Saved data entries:

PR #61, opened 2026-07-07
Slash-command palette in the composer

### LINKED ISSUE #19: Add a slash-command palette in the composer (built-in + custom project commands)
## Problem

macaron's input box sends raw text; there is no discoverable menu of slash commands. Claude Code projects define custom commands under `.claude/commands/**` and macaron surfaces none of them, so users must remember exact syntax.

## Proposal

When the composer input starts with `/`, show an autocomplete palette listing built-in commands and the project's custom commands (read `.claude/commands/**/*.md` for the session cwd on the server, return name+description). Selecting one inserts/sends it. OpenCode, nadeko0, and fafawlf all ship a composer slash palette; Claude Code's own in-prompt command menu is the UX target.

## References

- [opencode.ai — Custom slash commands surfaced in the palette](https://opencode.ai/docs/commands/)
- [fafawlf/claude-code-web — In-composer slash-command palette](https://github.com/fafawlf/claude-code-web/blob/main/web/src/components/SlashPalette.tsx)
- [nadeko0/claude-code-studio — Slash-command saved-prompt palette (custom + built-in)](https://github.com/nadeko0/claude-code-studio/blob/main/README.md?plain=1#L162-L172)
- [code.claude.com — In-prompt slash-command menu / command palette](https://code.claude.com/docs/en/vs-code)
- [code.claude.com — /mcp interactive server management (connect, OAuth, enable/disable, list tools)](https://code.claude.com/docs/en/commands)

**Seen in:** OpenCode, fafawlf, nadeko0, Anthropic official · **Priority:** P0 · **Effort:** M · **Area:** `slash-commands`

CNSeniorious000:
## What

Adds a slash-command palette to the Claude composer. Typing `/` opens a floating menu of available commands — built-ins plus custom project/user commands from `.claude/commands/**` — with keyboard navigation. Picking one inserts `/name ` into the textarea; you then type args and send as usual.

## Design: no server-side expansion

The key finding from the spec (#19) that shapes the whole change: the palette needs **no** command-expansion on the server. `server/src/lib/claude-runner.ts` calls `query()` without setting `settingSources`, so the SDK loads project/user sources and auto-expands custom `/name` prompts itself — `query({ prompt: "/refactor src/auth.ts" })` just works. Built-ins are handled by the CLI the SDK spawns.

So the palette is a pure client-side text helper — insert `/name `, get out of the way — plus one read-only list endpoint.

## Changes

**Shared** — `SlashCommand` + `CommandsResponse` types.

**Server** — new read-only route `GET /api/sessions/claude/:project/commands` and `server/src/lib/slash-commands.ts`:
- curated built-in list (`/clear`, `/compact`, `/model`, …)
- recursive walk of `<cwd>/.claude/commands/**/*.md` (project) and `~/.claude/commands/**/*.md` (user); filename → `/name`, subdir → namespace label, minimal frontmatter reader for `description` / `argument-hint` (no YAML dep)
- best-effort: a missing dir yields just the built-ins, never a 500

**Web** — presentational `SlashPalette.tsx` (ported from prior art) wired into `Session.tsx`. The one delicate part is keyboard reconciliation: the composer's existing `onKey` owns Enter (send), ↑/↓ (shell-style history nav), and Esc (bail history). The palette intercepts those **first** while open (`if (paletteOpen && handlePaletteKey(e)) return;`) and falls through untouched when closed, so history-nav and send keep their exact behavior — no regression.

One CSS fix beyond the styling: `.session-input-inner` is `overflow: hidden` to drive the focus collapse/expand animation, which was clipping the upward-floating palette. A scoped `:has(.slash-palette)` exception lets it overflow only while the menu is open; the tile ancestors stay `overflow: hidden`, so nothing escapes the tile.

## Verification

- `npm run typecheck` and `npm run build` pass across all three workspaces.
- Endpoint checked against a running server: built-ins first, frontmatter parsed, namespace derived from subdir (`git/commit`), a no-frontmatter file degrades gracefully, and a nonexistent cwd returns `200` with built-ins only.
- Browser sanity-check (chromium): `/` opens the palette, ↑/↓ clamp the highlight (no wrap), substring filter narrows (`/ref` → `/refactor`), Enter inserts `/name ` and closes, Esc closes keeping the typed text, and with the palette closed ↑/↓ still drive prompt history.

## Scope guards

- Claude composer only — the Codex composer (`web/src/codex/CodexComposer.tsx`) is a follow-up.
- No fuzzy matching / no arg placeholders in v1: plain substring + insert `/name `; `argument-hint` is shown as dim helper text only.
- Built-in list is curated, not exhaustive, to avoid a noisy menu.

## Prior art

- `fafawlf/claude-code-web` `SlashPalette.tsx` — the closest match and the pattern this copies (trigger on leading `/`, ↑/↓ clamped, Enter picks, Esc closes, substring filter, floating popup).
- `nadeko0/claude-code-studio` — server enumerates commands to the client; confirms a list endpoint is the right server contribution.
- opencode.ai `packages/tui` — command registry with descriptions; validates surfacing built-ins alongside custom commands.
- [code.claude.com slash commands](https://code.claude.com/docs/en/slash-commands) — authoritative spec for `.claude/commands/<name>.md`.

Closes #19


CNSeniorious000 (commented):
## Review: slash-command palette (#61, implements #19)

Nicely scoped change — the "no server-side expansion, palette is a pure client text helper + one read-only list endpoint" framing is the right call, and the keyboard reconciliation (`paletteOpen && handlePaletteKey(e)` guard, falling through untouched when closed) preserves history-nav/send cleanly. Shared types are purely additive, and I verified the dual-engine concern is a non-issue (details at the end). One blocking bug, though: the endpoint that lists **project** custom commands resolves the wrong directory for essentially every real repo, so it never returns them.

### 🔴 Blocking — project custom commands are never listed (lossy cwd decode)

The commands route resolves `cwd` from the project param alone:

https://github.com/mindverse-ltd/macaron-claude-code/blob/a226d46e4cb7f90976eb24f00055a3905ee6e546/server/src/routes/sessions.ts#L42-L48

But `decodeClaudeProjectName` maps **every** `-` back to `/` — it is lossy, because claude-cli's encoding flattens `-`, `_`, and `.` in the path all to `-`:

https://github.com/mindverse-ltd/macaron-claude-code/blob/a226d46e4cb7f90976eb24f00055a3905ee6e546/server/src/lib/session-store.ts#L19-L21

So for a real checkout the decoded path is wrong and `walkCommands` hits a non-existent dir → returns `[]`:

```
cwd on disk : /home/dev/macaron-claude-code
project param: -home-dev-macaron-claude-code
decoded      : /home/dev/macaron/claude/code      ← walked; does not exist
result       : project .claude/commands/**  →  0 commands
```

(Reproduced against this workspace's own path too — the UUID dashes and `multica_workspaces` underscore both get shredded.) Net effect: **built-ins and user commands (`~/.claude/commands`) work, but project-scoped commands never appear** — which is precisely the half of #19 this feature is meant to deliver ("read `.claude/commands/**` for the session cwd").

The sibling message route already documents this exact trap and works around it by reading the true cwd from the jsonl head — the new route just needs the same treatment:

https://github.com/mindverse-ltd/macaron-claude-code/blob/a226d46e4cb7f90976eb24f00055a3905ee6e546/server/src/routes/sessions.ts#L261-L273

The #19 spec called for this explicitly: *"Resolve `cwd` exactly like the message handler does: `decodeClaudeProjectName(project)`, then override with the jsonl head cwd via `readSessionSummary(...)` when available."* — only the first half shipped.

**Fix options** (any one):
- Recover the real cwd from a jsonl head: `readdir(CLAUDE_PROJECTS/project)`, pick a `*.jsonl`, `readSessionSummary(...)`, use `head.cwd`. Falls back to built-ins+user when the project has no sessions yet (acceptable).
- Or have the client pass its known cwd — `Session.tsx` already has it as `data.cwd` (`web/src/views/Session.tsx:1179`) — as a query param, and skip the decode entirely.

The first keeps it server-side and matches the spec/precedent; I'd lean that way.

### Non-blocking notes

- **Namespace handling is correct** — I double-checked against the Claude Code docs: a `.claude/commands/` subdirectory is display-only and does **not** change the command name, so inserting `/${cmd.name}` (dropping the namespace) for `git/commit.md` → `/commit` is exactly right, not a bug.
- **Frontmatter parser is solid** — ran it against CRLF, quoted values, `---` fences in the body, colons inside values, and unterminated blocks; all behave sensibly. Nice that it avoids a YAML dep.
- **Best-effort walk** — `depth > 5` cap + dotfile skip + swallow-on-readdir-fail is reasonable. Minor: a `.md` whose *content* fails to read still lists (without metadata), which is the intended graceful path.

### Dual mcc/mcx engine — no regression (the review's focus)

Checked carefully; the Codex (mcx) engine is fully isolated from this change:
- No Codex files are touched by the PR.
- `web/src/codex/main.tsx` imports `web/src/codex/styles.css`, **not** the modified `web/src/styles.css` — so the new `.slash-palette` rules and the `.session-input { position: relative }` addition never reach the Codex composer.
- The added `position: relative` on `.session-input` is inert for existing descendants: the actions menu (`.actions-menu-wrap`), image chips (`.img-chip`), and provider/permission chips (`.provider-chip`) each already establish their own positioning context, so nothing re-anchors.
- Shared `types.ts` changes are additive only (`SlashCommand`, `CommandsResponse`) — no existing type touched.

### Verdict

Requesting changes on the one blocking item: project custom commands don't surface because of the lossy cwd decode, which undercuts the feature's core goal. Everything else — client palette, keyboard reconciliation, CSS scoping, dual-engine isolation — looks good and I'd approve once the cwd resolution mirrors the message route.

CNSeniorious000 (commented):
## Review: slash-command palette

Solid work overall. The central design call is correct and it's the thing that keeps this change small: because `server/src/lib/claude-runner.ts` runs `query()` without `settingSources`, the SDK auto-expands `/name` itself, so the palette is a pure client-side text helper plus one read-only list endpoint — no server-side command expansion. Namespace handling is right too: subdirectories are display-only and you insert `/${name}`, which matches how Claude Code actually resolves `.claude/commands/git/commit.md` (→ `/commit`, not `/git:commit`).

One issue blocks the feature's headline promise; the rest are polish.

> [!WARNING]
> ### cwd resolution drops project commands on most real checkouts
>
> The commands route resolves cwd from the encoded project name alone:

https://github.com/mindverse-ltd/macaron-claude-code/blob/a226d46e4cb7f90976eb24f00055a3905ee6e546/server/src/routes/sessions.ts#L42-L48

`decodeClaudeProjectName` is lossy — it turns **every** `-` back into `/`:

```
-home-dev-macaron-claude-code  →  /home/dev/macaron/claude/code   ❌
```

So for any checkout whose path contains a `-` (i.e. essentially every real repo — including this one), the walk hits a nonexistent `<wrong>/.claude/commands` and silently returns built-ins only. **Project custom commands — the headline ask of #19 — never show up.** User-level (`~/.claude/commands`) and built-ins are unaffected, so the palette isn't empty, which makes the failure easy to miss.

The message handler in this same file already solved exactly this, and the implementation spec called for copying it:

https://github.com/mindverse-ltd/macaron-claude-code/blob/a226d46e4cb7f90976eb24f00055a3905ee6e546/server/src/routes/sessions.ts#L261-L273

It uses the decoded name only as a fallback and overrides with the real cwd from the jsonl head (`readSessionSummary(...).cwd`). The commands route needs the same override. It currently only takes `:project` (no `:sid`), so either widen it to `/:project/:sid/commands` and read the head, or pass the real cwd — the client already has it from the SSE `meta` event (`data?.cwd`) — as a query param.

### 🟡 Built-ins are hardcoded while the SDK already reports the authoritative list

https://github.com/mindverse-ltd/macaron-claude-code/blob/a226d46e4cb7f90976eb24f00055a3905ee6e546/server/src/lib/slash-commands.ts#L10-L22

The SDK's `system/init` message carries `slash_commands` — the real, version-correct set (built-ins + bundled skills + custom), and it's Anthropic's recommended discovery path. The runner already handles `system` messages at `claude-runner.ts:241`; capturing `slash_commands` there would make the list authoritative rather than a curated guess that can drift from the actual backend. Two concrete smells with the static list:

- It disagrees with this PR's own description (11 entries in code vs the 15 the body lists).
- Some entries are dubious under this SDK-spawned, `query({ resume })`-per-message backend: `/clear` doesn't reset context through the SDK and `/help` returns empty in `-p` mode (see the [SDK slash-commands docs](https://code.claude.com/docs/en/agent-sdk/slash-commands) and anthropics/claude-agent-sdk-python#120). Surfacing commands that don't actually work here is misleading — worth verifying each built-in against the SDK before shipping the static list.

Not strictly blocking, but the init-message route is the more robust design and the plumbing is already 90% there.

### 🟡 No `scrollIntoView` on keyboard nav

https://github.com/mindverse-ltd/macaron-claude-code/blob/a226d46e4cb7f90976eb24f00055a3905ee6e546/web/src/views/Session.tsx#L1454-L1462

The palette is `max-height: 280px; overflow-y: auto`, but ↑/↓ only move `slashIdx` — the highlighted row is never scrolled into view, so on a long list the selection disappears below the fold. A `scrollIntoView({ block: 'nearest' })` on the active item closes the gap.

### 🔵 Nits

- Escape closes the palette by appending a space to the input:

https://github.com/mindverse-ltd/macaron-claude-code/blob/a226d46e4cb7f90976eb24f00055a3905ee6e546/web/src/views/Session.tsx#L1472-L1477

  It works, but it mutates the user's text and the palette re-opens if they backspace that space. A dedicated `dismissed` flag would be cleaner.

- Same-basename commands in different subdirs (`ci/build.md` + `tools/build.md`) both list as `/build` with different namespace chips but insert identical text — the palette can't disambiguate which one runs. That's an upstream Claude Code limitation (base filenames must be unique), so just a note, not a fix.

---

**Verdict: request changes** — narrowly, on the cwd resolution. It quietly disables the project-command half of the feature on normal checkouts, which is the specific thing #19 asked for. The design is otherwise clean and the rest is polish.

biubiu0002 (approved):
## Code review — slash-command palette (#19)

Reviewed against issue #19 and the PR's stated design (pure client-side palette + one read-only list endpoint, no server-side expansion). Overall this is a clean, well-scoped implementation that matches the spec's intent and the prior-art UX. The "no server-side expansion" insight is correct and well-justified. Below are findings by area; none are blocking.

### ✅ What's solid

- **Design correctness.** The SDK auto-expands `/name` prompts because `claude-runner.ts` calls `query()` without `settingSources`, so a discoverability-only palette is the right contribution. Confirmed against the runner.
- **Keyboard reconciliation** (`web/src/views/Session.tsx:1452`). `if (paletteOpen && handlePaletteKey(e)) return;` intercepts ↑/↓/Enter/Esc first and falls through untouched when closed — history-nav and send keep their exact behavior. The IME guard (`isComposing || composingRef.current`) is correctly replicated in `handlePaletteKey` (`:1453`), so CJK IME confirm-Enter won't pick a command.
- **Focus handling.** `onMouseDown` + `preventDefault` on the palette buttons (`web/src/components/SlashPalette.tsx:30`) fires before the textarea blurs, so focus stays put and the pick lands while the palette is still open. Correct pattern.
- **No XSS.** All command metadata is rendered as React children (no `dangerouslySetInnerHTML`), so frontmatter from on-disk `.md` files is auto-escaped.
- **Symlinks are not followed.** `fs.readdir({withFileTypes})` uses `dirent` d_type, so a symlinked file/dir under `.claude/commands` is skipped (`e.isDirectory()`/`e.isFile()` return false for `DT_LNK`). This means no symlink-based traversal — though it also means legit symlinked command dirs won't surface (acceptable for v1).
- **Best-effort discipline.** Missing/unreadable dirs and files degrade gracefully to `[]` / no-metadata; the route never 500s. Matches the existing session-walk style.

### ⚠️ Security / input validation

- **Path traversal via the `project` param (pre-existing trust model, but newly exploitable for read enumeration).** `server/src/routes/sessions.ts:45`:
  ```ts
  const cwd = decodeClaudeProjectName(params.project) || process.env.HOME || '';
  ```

...

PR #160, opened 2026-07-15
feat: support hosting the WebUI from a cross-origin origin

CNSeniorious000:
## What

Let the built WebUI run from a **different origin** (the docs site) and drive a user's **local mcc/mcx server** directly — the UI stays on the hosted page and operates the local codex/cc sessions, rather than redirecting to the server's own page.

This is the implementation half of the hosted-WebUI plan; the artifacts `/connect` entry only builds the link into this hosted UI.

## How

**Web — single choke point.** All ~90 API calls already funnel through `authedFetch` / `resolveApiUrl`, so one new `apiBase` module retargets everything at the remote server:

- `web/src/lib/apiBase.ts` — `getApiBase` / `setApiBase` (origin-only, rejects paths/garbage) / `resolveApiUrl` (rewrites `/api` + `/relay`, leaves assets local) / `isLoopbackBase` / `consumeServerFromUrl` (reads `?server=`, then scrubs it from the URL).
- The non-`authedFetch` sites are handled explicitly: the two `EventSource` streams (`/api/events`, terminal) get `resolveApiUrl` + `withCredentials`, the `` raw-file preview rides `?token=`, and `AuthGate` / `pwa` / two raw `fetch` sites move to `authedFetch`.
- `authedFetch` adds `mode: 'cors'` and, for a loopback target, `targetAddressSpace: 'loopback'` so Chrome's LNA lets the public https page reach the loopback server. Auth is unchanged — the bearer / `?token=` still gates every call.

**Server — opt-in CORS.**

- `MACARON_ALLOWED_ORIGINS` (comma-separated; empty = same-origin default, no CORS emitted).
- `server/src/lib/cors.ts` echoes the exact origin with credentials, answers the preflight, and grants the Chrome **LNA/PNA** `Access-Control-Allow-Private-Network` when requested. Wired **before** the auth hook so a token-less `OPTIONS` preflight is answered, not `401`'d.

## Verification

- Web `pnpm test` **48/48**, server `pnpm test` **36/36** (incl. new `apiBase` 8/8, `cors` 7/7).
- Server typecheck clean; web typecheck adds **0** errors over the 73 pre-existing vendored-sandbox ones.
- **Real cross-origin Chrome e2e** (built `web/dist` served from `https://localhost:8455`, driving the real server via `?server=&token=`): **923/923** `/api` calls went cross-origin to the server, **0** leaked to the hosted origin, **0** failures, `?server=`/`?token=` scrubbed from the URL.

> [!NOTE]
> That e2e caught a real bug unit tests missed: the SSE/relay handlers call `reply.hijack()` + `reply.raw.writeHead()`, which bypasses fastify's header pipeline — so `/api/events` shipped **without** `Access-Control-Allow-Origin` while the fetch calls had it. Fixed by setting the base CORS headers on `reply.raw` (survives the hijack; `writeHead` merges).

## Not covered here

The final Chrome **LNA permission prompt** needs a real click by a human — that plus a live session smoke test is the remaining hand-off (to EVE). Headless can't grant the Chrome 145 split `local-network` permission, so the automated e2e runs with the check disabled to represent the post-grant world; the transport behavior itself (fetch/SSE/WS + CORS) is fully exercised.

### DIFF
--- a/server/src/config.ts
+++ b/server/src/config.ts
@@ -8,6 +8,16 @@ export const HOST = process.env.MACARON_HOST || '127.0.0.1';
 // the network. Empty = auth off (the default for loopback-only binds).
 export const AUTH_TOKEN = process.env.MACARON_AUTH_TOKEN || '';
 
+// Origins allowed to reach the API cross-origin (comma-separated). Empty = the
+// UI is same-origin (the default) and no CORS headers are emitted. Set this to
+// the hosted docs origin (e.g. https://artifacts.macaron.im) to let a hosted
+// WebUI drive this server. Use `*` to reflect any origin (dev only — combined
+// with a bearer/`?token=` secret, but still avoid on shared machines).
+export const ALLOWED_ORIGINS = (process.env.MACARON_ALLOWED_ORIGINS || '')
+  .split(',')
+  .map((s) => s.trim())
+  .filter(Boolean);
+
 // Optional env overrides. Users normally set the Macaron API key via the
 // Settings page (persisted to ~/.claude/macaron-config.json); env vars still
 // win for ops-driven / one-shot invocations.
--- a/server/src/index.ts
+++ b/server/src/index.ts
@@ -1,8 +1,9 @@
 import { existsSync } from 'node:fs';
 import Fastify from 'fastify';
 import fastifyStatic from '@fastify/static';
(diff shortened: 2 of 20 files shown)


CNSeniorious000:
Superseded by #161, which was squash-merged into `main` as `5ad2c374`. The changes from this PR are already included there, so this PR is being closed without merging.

◆ Task prompt ◆
Given the data above, transcribe exactly the lines from the one containing "When the composer" down to the one containing "- [code.claude.com — /mcp", and no others.

◆ Exercise output ◆
When the composer input starts with `/`, show an autocomplete palette listing built-in commands and the project's custom commands (read `.claude/commands/**/*.md` for the session cwd on the server, return name+description). Selecting one inserts/sends it. OpenCode, nadeko0, and fafawlf all ship a composer slash palette; Claude Code's own in-prompt command menu is the UX target.

## References

- [opencode.ai — Custom slash commands surfaced in the palette](https://opencode.ai/docs/commands/)
- [fafawlf/claude-code-web — In-composer slash-command palette](https://github.com/fafawlf/claude-code-web/blob/main/web/src/components/SlashPalette.tsx)
- [nadeko0/claude-code-studio — Slash-command saved-prompt palette (custom + built-in)](https://github.com/nadeko0/claude-code-studio/blob/main/README.md?plain=1#L162-L172)
- [code.claude.com — In-prompt slash-command menu / command palette](https://code.claude.com/docs/en/vs-code)
- [code.claude.com — /mcp interactive server management (connect, OAuth, enable/disable, list tools)](https://code.claude.com/docs/en/commands)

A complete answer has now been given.